**WHAT THE TASK REQUIRES**
What is needed is every line of the material that contains "bool".

**ENTRIES SUPPLIED**

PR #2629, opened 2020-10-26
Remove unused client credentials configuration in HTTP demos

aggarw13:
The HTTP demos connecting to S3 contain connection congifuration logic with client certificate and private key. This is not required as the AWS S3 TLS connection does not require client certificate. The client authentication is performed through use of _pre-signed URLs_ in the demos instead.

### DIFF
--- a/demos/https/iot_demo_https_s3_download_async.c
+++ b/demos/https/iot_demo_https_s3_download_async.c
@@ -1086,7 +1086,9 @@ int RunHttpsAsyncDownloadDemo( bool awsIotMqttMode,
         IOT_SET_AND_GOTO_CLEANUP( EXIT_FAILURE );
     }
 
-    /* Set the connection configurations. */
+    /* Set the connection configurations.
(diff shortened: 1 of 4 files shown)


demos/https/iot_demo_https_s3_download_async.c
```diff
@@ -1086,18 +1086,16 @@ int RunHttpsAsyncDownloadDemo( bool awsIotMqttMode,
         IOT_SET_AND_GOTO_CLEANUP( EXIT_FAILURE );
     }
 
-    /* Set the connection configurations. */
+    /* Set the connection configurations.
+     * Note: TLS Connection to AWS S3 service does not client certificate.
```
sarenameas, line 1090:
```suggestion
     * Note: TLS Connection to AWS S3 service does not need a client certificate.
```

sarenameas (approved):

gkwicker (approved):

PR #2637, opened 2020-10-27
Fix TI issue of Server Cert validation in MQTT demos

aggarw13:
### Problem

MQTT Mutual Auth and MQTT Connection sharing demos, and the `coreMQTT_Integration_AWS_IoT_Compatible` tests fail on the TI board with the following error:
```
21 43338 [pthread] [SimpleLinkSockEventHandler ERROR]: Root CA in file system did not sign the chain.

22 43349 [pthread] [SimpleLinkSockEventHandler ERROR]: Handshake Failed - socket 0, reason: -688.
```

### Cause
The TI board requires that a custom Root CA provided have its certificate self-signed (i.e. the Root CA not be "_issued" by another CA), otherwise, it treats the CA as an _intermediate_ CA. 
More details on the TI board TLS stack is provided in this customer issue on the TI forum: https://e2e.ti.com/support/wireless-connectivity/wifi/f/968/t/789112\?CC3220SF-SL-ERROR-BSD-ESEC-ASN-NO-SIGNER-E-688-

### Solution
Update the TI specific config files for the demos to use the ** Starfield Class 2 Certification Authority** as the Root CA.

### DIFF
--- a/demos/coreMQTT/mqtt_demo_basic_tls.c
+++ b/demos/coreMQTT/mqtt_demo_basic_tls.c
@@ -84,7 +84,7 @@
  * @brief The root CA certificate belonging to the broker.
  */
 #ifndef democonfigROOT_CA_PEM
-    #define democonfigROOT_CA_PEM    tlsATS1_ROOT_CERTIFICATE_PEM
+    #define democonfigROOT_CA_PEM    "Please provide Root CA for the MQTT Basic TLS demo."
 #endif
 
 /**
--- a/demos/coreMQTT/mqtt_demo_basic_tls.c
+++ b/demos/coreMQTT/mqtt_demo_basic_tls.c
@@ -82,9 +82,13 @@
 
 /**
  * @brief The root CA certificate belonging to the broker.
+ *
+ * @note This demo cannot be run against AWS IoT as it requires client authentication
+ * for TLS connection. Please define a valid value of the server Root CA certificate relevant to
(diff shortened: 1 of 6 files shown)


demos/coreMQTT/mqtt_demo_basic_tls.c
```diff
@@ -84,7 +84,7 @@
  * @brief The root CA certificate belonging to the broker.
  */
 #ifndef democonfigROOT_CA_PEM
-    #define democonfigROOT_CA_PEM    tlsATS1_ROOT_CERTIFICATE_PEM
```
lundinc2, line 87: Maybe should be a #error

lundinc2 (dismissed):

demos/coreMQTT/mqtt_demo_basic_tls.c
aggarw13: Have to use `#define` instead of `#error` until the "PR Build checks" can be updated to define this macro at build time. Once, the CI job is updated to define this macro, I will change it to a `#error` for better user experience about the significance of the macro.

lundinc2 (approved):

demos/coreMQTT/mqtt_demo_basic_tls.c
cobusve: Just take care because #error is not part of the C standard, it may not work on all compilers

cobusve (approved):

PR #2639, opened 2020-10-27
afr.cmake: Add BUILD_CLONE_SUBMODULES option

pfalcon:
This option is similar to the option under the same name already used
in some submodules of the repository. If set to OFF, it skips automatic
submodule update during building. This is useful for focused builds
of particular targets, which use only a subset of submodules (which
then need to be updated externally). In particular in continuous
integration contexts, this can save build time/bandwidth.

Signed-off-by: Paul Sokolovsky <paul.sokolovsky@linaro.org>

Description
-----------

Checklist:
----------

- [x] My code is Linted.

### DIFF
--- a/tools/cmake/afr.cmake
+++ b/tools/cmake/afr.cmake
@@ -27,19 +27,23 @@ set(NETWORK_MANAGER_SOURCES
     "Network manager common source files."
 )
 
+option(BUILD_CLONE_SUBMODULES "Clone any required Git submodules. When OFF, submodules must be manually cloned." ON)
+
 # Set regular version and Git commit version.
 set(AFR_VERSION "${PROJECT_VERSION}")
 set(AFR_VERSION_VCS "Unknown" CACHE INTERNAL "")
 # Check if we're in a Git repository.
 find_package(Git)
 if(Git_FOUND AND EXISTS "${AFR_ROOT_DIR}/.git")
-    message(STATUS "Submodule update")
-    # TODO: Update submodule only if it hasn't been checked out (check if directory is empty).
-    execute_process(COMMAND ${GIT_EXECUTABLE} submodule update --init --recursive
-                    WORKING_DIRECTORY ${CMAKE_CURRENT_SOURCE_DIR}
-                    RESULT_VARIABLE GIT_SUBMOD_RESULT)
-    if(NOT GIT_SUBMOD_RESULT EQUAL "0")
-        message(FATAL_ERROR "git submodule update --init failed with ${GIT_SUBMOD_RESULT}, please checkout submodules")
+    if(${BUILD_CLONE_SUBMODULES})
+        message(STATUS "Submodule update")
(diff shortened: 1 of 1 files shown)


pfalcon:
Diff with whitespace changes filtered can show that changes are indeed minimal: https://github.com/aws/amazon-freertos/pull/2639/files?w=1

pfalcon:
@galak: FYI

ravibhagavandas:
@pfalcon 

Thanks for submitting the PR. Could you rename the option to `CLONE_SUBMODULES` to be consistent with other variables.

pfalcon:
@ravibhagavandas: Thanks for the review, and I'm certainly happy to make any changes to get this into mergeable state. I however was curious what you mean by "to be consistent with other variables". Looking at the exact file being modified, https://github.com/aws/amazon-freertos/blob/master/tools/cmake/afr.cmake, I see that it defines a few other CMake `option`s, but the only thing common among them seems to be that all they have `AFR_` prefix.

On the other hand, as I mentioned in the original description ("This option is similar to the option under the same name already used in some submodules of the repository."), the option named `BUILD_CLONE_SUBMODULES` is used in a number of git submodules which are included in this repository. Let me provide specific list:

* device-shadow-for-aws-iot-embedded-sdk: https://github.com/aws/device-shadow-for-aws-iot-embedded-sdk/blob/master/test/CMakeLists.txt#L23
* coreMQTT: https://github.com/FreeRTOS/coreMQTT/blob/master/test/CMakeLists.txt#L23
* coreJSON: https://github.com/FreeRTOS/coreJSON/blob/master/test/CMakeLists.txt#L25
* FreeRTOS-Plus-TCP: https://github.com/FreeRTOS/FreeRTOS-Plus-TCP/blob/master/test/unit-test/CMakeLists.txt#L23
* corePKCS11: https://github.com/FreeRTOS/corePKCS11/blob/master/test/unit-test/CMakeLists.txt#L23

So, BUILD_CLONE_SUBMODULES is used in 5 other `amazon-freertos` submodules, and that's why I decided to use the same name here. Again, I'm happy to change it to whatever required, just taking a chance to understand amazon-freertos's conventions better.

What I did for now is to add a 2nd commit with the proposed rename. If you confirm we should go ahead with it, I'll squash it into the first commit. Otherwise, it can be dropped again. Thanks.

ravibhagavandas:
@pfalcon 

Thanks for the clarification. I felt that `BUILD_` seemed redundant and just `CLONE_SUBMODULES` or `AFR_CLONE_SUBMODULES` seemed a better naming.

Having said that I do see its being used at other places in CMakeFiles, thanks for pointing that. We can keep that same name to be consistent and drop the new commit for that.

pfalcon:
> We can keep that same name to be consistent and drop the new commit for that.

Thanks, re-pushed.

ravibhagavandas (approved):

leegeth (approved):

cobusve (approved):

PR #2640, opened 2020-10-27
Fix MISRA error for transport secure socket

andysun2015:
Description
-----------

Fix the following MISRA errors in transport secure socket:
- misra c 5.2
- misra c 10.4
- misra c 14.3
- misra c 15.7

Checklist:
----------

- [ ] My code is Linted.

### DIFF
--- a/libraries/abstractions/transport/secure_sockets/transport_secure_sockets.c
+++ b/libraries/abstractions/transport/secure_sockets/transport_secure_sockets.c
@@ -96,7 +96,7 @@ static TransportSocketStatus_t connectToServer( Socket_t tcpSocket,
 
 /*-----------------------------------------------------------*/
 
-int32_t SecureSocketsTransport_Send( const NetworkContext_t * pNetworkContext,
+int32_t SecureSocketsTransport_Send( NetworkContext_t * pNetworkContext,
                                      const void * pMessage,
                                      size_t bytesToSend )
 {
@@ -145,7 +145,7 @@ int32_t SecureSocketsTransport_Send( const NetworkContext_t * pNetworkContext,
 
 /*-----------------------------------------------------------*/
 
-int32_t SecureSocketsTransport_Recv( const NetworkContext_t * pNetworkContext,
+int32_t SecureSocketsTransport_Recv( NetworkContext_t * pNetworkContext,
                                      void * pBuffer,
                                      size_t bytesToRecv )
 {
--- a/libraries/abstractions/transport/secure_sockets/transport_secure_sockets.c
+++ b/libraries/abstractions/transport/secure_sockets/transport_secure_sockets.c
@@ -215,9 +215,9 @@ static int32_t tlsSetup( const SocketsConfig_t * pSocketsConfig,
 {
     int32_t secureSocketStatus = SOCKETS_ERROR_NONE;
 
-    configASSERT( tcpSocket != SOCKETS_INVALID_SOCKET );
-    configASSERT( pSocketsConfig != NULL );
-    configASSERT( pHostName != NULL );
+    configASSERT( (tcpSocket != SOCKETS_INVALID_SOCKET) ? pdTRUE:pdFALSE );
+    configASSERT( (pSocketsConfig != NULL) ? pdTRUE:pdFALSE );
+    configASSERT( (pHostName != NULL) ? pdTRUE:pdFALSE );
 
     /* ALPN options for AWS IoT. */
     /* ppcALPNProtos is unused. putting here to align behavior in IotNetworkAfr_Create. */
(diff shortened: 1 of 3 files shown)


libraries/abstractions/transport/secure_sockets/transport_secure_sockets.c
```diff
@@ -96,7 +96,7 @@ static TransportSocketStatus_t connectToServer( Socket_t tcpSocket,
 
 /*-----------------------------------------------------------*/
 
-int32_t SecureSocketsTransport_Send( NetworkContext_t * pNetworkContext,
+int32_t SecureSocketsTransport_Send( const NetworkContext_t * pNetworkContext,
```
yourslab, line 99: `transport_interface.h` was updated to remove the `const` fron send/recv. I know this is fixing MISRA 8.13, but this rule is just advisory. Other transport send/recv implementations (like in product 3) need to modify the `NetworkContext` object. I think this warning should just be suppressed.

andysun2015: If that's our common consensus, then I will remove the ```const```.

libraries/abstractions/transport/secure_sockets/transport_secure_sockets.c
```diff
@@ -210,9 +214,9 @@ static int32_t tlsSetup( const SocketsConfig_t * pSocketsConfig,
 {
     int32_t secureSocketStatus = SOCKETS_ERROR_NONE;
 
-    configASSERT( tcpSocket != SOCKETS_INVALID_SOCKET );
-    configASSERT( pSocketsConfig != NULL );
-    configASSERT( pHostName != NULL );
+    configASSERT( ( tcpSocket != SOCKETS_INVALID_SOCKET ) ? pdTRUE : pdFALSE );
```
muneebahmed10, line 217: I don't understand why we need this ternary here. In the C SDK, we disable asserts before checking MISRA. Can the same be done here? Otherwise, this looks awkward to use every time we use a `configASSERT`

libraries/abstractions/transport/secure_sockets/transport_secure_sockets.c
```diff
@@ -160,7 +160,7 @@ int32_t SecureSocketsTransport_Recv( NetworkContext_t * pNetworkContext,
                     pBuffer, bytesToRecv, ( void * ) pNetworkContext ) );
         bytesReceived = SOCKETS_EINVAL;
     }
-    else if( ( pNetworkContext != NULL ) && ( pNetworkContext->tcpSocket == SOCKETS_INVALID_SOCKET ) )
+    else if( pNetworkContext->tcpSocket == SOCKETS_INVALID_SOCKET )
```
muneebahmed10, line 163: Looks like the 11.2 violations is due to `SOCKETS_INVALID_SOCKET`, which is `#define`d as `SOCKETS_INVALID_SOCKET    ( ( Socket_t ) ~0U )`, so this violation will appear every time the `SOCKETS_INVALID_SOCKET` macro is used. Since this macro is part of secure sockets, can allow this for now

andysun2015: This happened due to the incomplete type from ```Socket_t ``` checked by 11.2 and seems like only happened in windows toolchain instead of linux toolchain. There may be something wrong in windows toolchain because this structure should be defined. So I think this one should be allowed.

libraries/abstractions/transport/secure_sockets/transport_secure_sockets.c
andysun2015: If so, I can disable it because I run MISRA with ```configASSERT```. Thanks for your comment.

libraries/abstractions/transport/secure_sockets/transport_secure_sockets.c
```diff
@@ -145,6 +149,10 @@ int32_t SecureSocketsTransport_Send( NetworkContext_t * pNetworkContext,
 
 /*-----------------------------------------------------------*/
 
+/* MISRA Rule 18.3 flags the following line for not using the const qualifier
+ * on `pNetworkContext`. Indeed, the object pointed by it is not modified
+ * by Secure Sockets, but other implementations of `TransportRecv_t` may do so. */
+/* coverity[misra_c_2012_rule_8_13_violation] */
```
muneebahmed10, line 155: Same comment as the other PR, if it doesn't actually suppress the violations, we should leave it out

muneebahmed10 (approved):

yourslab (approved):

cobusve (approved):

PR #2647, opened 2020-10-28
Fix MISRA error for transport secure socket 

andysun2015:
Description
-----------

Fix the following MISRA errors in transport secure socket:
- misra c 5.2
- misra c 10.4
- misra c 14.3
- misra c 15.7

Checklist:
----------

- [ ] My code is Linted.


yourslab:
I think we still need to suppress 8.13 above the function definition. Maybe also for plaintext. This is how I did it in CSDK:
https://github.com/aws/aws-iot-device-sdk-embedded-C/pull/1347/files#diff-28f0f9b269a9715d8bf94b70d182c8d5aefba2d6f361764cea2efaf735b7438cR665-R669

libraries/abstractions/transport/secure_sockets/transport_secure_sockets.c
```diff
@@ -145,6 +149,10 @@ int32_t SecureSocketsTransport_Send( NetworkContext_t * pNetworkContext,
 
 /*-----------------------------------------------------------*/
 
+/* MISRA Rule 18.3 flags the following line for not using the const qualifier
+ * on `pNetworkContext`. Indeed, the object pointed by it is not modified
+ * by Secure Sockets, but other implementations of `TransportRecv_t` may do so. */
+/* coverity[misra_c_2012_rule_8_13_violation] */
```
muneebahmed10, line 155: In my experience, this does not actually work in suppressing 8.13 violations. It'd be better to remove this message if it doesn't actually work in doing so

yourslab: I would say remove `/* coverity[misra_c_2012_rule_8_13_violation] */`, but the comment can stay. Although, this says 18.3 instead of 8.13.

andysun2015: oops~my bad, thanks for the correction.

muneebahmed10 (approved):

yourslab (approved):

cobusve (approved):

**OUTPUT**
@@ -1086,7 +1086,9 @@ int RunHttpsAsyncDownloadDemo( bool awsIotMqttMode,
@@ -1086,18 +1086,16 @@ int RunHttpsAsyncDownloadDemo( bool awsIotMqttMode,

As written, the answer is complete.